When I needed to replace a dying battery though, it was cheaper to order online and replace it myself.


----------



## Carol Boche (May 13, 2007)

Just sent my 1700 in for the same damn issue....grrrr

Will let you know what I find out.


----------



## Joby Becker (Dec 13, 2009)

Carol Boche said:


> Just sent my 1700 in for the same damn issue....grrrr
> 
> Will let you know what I find out.


Thank you.
Keep me posted, I did buy it on ebay, and do not have receipt. DAMMIT..lol
The page works fine all the time. the stim works maybe once maybe 10 times and the collar shuts off...sometimes on the first stim it shuts off.


----------



## Nancy Jocoy (Apr 19, 2006)

I would at least contact Dogtra and ask them what they would charge.

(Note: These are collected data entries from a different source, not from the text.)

PR #193, opened 2024-01-18
chore: Initial unit testing setup

imprashast:
Based on our discussions, starting the initial setup of unit testing in our react app. Similar setup will be added to the vue and elements apps.


imprashast:
Marking this as a chore since we don't want this to trigger a release.

tests/components/PaginationTest.tsx
```diff
@@ -0,0 +1,38 @@
...
+            onChange={onChangeFunction} />);
+    });
+
+    it('renders', () => {
+        expect(screen.getByText('Pages')).toBeInTheDocument();
+    });
+
+    it('renders an H1', () => {
+        expect(screen.getByRole('heading', { level: 1 })).toBeInTheDocument();
+        expect(screen.getByRole('heading', { level: 1 })).toHaveTextContent('Pages');
```
magnuh, line 24: Would it work to chain matchers? 🤔 
```suggestion
        expect(screen.getByRole('heading', { level: 1 })).toBeInTheDocument().and.toHaveTextContent('Pages');
```
...and would it be better/faster? 🤷😄

imprashast: No it doesn't. The counter argument again chaining assertions is that when something fails, it's easier to see which line it fails on. Would be harder to debug when statements are chained, is it the first one or the second one?

magnuh: Agreed. 🙂👍  ...but then, how about this? 😄 
```suggestion
        const heading = screen.getByRole('heading', { level: 1 });
        expect(heading).toBeInTheDocument();
        expect(heading).toHaveTextContent('Pages');
```

imprashast: Sure 👍

magnuh (approved):
🥳

felicia-haggqvist (approved):

package.json
```diff
@@ -58,12 +60,15 @@
...
     "@storybook/react-vite": "^7.6.9",
+    "@testing-library/jest-dom": "^6.2.0",
+    "@testing-library/react": "^14.1.2",
     "@types/node": "^20.11.5",
     "@types/react": "^17.0.75",
     "@types/react-dom": "^17.0.25",
     "@typescript-eslint/eslint-plugin": "^6.19.0",
     "@typescript-eslint/parser": "^6.19.0",
     "@vitejs/plugin-react": "^4.2.1",
+    "@vitest/coverage-v8": "^1.2.1",
```
BalbinaK, line 71: Is this used anywhere?

PR #195, opened 2024-01-23
fix: SSR compatibility for textfield

imprashast:
Before this change, the value of `id` from the useId hook would initialize with null on server and get a value on client which broke SSR hydration. See screenshot of before:
Screenshot 2024-01-23 at 11 23 07

To fix this, we can use the `useId` hook from react which generates this value on server as well, hence no mismatch between server and client. See screenshot below:
Screenshot 2024-01-23 at 11 22 40

Notice how the value was printed twice before and only once after. This was because the our homemade useId hook ran only clientside with the useEffect hook.


packages/textfield/src/component.tsx
```diff
@@ -28,8 +27,10 @@ export const TextField = forwardRef<HTMLInputElement, TextFieldProps>(
     } = props;
 
     activateI18n(enMessages, nbMessages, fiMessages);
-
-    const id = useId(providedId);
+    
+    // useId returns a string that includes colons (:), e.g., :r0:, :r1:, etc.
+    // This string is NOT supported in CSS selectors. Hence the replace.
+    const id = providedId ?? useId().replace(/:/g, '');
```
BalbinaK, line 33: Not sure why the original `useId` util had to rely on `useLayoutEffect`, but would it make sense to move the React `useId()` hook to `src/useId.ts` and simplify the previous `useId` util? I'm mostly thinking about reusing `generateId` as prefix, which would ensure unique ids in the case where we have multiple React apps using multiple TextField components on one page. I found an article about that here: https://hetdesai03.medium.com/a-complete-guide-to-useid-hook-in-react-18-22119ecfd87f Wdyt?

imprashast: I think that old `useId` solution exists from react 16 days. This hook was added in React 18. 

Notice also our `useId` hook used `useLayoutEffect` which is a performance pitfall, but it was common to use during React 16 days.

I'd say, we should replace instances of our `useId` with React's `useId` but maybe not in this PR.

BalbinaK: I see. But what about `generateId` prefix util that would increase uniqueness of the id? If React's `useId` only generates `r0`, `r1` strings, the chance of multiple TextFields across multiple React apps having the same id is higher. That's why I was thinking that we could maybe prefix those ids with whatever `generateId` returns, the same way it was done in the utils.

imprashast: Hmm, the docs says that react will always generate unique id's for each useId within the vdom. Do you think there might be a situation where this won't hold? 

> multiple TextFields across multiple React apps
Do you mean in case of podlets?

BalbinaK: > Do you mean in case of podlets?
Yes, I was thinking about that :) If there were multiple React apps on a layout/page, served as podlets, then we could theoretically have multiple text fields with the same id, e.g. `r0`.

imprashast: Okay, so I have updated our useId hook and tested it with other components :)

vsandvold:
Hey, thanks for fixing this problem so quickly!

You're right about multiple React apps on the same page getting the same IDs, unless each app is assigned an unique prefix. The React doc mentions a build-in solution for this, which is kind of obscure and indirect:
- https://react.dev/reference/react/useId#specifying-a-shared-prefix-for-all-generated-ids
- https://react.dev/reference/react/useId#using-the-same-id-prefix-on-the-client-and-the-server

Your solution would be much better if it automatically assigns an unique prefix, and just works.

Perhaps I'm misunderstanding something, but it looks like the `generateId()` function includes  a random number in the ID. Wouldn't this number be different from every function call, and therefore also different on the server and client? I would not be surprised if you have already checked that this works for SSR, so I'm just asking to be sure :-)

packages/textfield/src/component.tsx
```diff
@@ -28,9 +28,8 @@ export const TextField = forwardRef<HTMLInputElement, TextFieldProps>(
     } = props;
 
     activateI18n(enMessages, nbMessages, fiMessages);
-
+
```
BalbinaK, line 31: Screenshot 2024-01-24 at 10 53 15

BalbinaK (approved):
💪

PR #202, opened 2024-02-06
fix: bump deps

imprashast:
Just bumping some deps, most importantly `scroll-doctor`

### DIFF
--- a/package.json
+++ b/package.json
@@ -107,14 +107,14 @@
   },
   "dependencies": {
     "@chbphone55/classnames": "^2.0.0",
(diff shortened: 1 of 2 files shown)


BalbinaK (commented):
Just checkin - any changes that are required after @warp-ds/css 1.8.0 update?

imprashast:
I think it's only the addition of alpha channel stuff, but @magnuh knows more

magnuh:
css 1.8.0 includes the rgb token updates and a lot of deprecations... shouldn't need any changes. 🤞 😄

PR #211, opened 2024-02-15
fix: Update warp-ds/css dependency

magnuh:


BalbinaK (approved):
In my opinion that makes sense, but just wanted to showcase that with this update, the disabled active track will be as thick as the enabled one.

Before:
Screenshot 2024-02-15 at 13 29 40

After:
Screenshot 2024-02-15 at 13 29 25

Issue #503, opened 2015-09-09
stmt.finalize(callback) can't promise the sequence


march1993:
codes like:
```javascript
db.serialize();
var result = []
stmt.prepare(...);
stmt.each(parameter, function(err, row) {
    result.push(row['some_column']);
});
stmt.finalize(function () {
    console.log(JSON.stringify(result));
}
```
but result is missing some rows

it behaves right on Windows7 x64
but behaves not right on Centos 4.3 x64

springmeyer:
@march1993 - can you provide a pull request with a unit test - then the test will run on ubuntu precise and we can see if it works?

march1993:
let me have a try

march1993:
see https://github.com/mapbox/node-sqlite3/pull/507

LivorMortis:
@march1993: I came across this issue when I ran into the same problem, until I realized that finalize doesn't guarantee that the query has been executed in its callback.  Instead, you should use the _complete_ argument of **Statement#each([param, ...], [callback], [complete])**

So rewriting your example code to the following should work:
```node
db.serialize();
var result = []
stmt.prepare(...);
stmt.each(parameter, function(err, row) {
    result.push(row['some_column']);
}, function(err, numRows) {
    console.log(JSON.stringify(result));
});
stmt.finalize();
```

tmcw:
Yep, workaround is ^, use the second argument of .each

PR #507, opened 2015-09-10
mapbox/node-sqlite3/issues/503 test

march1993:
bug


tmcw:
Fix is explained in the bug report ticket - use the second argument of .each: https://github.com/mapbox/node-sqlite3/issues/503#issuecomment-219820887

PR #518, opened 2015-09-26
Add support for sqlite3_interrupt

briangreenery:
This change adds support for [sqlite3_interrupt](https://www.sqlite.org/c3ref/interrupt.html). This makes it possible to interrupt a long running query.

I called the function synchronously instead of going through `db->Schedule` because if it was scheduled it wouldn't be possible to interrupt `exec`. This is because while `exec` is running the work queue is not processed. Also, the `sqlite3_interrupt` function doesn't do any I/O or acquire any locks, so it won't block the javascript thread.

The downside of calling `sqlite3_interrupt` synchronously means that it has to check whether the database is open, and has to check that `sqlite3_close` is not about to be run by another thread. Basically, if `sqlite3_interrupt` is called on an already closed database, then it could cause memory corruption.

To avoid this, I added a `closing` variable that's set right before sending a `close` to a worker thread. The `open` variable isn't sufficient because it's only set to `false` after `sqlite3_close` has been called.

### DIFF
--- a/src/database.cc
+++ b/src/database.cc
@@ -23,6 +23,7 @@ NAN_MODULE_INIT(Database::Init) {
     Nan::SetPrototypeMethod(t, "serialize", Serialize);
     Nan::SetPrototypeMethod(t, "parallelize", Parallelize);
     Nan::SetPrototypeMethod(t, "configure", Configure);
+    Nan::SetPrototypeMethod(t, "interrupt", Interrupt);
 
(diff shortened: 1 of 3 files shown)


hrundik:
@springmeyer : my team is also interested in this feature. Do you plan to merge this PR? What is the obstacle of not merging?

panther7:
Hi, please add this to docs API. Thanks

panther7:
Hi, please add this to docs API. Thanks

Issue #525, opened 2015-10-16
SQLite 3.9?


hden:
There a roadmap for supporting 3.9.0 release recently https://www.sqlite.org/releaselog/3_9_0.html?

lvivier:
+1 to 3.9 support

lvivier:
@hden you can close this! 3.9.1 is in, and I have a PR to enable json1 (#538)

PR #532, opened 2015-10-28
Upgrade sqlite 3.8.11.1 -> 3.9.1

lvivier:
ref #525


Mithgol:
Merged, thanks.

Note: in the future we definitely should also start using the `SQLITE_ENABLE_JSON1` compile-time option. That is useful for [managing JSON content](https://www.sqlite.org/json1.html) stored in an SQLite database.

PR #533, opened 2015-10-28
Upgrade mocha

lvivier:
While running tests, I noticed a deprecation message from node:

    (node) child_process: options.customFds option is deprecated. Use options.stdio instead.

Installing the latest mocha gets rid of it.


Mithgol:
Good idea, thanks.

PR #538, opened 2015-11-01
Enable json1 extension by default

lvivier:
ref #532

Enables the [JSON1 extension](https://www.sqlite.org/json1.html) added in 3.9.0, and adds a test to confirm the `json()` function exists.

### DIFF
--- a/deps/sqlite3.gyp
+++ b/deps/sqlite3.gyp
@@ -80,6 +80,7 @@
         'defines': [
           'SQLITE_THREADSAFE=1',
           'SQLITE_ENABLE_FTS3',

I had leant one to a respected SAR trainer only to have it sit in her toolbox for 6 months, and it ruined the battery......even though the unit was out of warranty, they repaired it for free.


----------



## Joby Becker (Dec 13, 2009)

Nancy Jocoy said:


> I would at least contact Dogtra and ask them what they would charge.
> 
> I had leant one to a respected SAR trainer only to have it sit in her toolbox for 6 months, and it ruined the battery......even though the unit was out of warranty, they repaired it for free.


I will contact them tomorrow, thanks....


----------



## Thomas Barriano (Mar 27, 2006)

Joby Becker said:


> My e-collar is all of the sudden not working properly. I thought I was going insane....LOL
> 
> The collar turns on fine. The pager works fine. However, when I use the correction stimulus the collar turns off after variable uses. Anyone have this happen? Is this collar junk now?
> 
> I was wondering why the dog was not responding as she should LOL...figured it out...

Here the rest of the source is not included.